ヴー、ヴー、ヴー
「うっ…ん…」
そばから聞こえる携帯のバイブ音に僕はゆるゆると目を開ける。
朝、か…
カーテンは締め切っているが、その間から漏れている光にもう日が昇っていることがわかる。こんな朝早くから誰だと、ベッドヘッドに置いている携帯を伸ばそうとした瞬間、ビキリッと体の節々がなる音がしたような気がした。
「う゛…」
あまりの痛さに全身が固まり、動けなくなる。そして、その瞬間、昨晩(いや、今朝まで起こっていた出来事)が脳裏によみがえった。
敦の誕生日だからといって、自分で玩具を入れ、敦のを喜んで舐め(断じていやなんかじゃない!いや、むしろ感じてる敦を見れて楽しかったんだけど!)、淫猥なセリフを吐き、女のように泣き叫び、敦を求めた。あのあとも、ベッドに連れて行かれ、自分は淫らに腰を振っていたのだ。
うわあああああああああ!!!!死んでしまいたいいい!!!!!
穴に入るだけじゃ足りない。
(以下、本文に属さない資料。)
PR #414, opened 2017-05-10
Feature/kak/job status filter speed#400

### LINKED ISSUE #373: API endpoints very slow on production
With a large number (211) of neighborhoods:
screen shot 2017-05-01 at 08 10 27

### LINKED ISSUE #400: Filtering and ordering of analysis jobs slow in API
On production, querying `/api/analysis_jobs/?format=json&latest=True&limit=8&ordering=-overall_score&status=COMPLETE` takes over 9 seconds, but querying `/api/analysis_jobs/?format=json&limit=8` takes only ~350ms.

Fixing the slow filtering and ordering of analysis jobs should address #373.

flibbertigibbet:
## Overview

Reduce the number and complexity of queries and operations performed for commonly used filter to get last completed or last run analysis job for a neighborhood. Closes #400, which should also close #373.

### Notes

Denormalizes job status, start time (from when import began), and final run time. Reduced queries for latest analysis jobs from 25 to four, two of which are for neighborhoods. Neighborhood queries could possibly be also reduced to one, but added `select_related` to filter query had no effect, likely due to the related queryset defined for the custom `PrimaryKeyReferenceRelatedField` on the serializer.

## Testing Instructions

To enable database query debugging, add the following clause under 'loggers' in the settings:
```python
'django.db.backends': {
    'handlers': ['console'],
    'level': 'DEBUG',
},
```

 * Run migrations
 * Should have added fields set after migrations (i.e. `last_job` set on Neighborhood objects)
 * Query http://localhost:9200/api/analysis_jobs/?format=json&latest=True&limit=8&ordering=-overall_score&status=COMPLETE
 * Query results should output same results as previously

Connects #373 Closes #400


flibbertigibbet:
Pushed fix for migration.

flibbertigibbet:
On further examination, it looks like there are separate `Neighborhood` queries being performed for each job returned, so a serializer refactor may also be necessary.

CloudNiner:
Ok. So wait to review until you've had a chance to dig into the Neighborhood queries?

flibbertigibbet:
Fix forthcoming.

flibbertigibbet:
Okay, have pushed a modification to the serializer that allows for pre-fetched neighborhoods to be used. There is now no separate query for neighborhoods, but are cached when the jobs are retrieved.

For some reason querying in the DRF pretty view (without the `format=json` query parameter) results in an extra organization queries being performed repeatedly that don't seem to be addressed with an extra pre-fetch. However, this doesn't happen when the JSON format is explicitly requested, so probably okay to leave as-is.

PR #424, opened 2017-05-11
Feature/awf/django filter neighborhood vis#387

### LINKED ISSUE #387: AnalysisJob/Neighborhood GET endpoints should only return results for PUBLIC neighborhoods
Depends on #381, #382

むしろ、敦のなかに残っているであろう過去の自分をきれいに記憶から消し去ってしまって、そして、できればそのときの自分を殴り飛ばしたい。なにをやっているんだと、そんなことをしても無駄なんだと…!
それを思った瞬間にハッと我に返る。
そうだ……無駄、だったんだな。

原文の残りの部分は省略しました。